START Listed records

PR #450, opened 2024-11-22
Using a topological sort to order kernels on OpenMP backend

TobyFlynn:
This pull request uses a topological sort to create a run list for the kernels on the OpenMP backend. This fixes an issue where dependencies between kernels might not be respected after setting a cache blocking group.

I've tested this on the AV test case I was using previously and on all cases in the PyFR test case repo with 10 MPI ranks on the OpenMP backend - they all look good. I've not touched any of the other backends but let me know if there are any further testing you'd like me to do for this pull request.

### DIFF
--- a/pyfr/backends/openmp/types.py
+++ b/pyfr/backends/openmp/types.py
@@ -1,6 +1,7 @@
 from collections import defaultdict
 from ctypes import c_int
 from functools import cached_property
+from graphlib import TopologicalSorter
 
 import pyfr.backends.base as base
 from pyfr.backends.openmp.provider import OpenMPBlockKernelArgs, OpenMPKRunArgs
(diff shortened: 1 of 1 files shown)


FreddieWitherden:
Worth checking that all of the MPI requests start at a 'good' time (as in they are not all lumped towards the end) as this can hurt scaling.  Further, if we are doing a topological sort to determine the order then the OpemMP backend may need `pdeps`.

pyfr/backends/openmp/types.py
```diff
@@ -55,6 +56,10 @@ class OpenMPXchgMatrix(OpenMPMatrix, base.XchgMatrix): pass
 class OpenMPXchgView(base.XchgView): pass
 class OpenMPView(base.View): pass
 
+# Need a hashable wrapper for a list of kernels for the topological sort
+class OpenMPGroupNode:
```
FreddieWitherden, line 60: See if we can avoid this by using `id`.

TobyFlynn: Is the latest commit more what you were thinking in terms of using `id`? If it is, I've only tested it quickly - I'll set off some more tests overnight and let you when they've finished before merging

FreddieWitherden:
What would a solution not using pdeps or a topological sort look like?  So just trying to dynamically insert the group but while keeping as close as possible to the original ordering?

END Listed records
START Listed records

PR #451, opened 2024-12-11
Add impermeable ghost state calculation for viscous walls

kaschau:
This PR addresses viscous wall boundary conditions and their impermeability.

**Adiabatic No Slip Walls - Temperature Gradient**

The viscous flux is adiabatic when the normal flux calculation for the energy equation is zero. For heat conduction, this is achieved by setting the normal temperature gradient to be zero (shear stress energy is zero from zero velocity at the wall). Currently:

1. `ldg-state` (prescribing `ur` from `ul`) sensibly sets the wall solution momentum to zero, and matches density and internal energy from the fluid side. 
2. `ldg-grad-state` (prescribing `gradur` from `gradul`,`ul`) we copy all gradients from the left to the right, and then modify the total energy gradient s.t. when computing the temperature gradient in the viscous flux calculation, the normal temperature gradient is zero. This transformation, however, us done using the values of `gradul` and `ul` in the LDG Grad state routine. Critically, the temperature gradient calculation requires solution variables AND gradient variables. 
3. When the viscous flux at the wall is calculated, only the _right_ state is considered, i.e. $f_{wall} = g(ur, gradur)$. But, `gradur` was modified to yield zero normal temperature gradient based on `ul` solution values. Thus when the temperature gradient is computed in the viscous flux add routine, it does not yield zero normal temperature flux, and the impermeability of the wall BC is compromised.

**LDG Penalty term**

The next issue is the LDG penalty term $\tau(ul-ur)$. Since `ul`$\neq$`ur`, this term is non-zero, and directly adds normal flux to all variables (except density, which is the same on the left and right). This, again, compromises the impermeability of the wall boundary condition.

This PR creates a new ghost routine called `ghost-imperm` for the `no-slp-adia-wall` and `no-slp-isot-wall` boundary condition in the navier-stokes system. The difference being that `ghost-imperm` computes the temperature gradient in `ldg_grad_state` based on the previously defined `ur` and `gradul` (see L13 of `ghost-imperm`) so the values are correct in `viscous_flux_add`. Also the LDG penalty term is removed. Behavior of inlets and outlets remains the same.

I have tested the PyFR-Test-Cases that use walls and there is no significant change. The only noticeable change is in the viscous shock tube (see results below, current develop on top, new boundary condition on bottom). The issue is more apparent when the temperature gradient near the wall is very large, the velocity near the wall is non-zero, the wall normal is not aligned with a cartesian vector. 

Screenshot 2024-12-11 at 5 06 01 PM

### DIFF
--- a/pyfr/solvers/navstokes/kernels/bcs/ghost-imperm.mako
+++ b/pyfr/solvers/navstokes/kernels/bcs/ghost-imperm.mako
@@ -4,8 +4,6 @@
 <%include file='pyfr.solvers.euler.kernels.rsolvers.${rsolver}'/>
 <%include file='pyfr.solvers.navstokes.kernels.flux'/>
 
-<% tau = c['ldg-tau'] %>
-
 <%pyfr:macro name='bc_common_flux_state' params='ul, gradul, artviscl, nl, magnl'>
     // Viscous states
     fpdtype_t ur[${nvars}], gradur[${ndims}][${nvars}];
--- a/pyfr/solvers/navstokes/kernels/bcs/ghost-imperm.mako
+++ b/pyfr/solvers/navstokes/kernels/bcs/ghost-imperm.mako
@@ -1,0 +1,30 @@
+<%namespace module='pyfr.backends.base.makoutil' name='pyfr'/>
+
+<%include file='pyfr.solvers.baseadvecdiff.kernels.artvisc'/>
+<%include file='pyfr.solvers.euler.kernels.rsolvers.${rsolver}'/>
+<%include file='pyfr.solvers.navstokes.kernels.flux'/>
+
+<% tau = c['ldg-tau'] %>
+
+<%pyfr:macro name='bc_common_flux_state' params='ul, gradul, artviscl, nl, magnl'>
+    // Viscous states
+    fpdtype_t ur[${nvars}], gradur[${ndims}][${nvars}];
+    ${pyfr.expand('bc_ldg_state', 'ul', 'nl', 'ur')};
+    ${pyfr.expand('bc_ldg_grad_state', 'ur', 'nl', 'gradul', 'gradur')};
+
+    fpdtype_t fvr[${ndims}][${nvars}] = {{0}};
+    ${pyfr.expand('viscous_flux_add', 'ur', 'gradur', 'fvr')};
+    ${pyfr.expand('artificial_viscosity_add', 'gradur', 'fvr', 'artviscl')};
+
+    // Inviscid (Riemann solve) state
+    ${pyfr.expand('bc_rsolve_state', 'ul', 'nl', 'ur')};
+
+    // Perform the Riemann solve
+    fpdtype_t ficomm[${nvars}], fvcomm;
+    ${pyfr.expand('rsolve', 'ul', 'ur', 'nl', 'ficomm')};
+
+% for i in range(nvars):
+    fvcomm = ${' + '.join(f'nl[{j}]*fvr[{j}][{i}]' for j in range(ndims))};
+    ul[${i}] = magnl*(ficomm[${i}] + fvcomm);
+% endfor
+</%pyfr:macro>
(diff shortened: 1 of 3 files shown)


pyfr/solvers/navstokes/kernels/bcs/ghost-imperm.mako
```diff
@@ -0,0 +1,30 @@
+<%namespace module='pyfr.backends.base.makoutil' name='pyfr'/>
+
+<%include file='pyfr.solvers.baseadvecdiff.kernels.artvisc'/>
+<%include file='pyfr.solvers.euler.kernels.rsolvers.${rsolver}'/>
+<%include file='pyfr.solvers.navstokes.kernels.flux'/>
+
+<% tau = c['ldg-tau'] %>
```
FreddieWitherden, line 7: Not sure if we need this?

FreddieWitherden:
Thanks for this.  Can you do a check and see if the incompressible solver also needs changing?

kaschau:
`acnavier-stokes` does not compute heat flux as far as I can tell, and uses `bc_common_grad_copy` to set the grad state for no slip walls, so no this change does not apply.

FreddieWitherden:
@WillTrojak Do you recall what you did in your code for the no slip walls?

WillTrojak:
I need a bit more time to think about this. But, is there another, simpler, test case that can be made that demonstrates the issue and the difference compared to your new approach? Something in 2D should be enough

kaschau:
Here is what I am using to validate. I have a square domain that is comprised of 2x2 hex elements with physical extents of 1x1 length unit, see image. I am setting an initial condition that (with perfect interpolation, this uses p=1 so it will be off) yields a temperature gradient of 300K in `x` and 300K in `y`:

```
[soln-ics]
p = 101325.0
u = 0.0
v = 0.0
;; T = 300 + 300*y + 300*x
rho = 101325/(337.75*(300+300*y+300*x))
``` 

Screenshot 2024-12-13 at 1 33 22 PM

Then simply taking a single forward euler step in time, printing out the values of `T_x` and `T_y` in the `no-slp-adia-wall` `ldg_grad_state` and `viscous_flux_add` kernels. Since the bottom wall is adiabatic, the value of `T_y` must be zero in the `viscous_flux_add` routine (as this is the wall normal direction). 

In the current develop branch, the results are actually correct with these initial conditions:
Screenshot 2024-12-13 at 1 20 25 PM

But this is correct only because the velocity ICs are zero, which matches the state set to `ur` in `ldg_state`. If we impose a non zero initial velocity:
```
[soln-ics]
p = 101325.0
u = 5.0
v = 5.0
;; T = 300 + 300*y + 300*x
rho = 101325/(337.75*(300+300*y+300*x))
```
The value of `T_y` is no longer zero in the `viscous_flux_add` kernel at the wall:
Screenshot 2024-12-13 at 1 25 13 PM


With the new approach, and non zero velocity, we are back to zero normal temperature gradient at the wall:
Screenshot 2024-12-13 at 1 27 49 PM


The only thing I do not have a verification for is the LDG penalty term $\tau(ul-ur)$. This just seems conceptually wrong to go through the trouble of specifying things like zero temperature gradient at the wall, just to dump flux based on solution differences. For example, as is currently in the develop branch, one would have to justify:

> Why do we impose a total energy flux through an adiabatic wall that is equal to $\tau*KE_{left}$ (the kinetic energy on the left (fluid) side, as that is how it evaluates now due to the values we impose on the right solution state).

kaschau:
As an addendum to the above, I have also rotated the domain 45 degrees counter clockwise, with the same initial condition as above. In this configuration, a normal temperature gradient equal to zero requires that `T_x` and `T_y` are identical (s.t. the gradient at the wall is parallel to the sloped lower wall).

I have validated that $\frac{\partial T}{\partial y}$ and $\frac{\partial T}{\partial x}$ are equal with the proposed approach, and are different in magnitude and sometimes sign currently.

END Listed records
START Listed records

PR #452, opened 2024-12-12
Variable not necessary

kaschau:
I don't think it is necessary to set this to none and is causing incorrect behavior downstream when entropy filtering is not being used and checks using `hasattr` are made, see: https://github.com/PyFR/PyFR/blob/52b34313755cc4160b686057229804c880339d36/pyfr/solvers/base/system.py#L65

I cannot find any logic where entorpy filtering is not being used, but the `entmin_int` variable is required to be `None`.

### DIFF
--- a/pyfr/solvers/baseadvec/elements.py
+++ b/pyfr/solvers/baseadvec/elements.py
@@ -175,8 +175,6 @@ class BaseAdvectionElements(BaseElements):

END Listed records

The entries above hold a line with "PR #450, opened 2024-11-22" and a later line with "This pull request uses". Write out exactly those lines and all lines between, nothing more.

**Response to this exercise**
PR #450, opened 2024-11-22
Using a topological sort to order kernels on OpenMP backend

TobyFlynn:
This pull request uses a topological sort to create a run list for the kernels on the OpenMP backend. This fixes an issue where dependencies between kernels might not be respected after setting a cache blocking group.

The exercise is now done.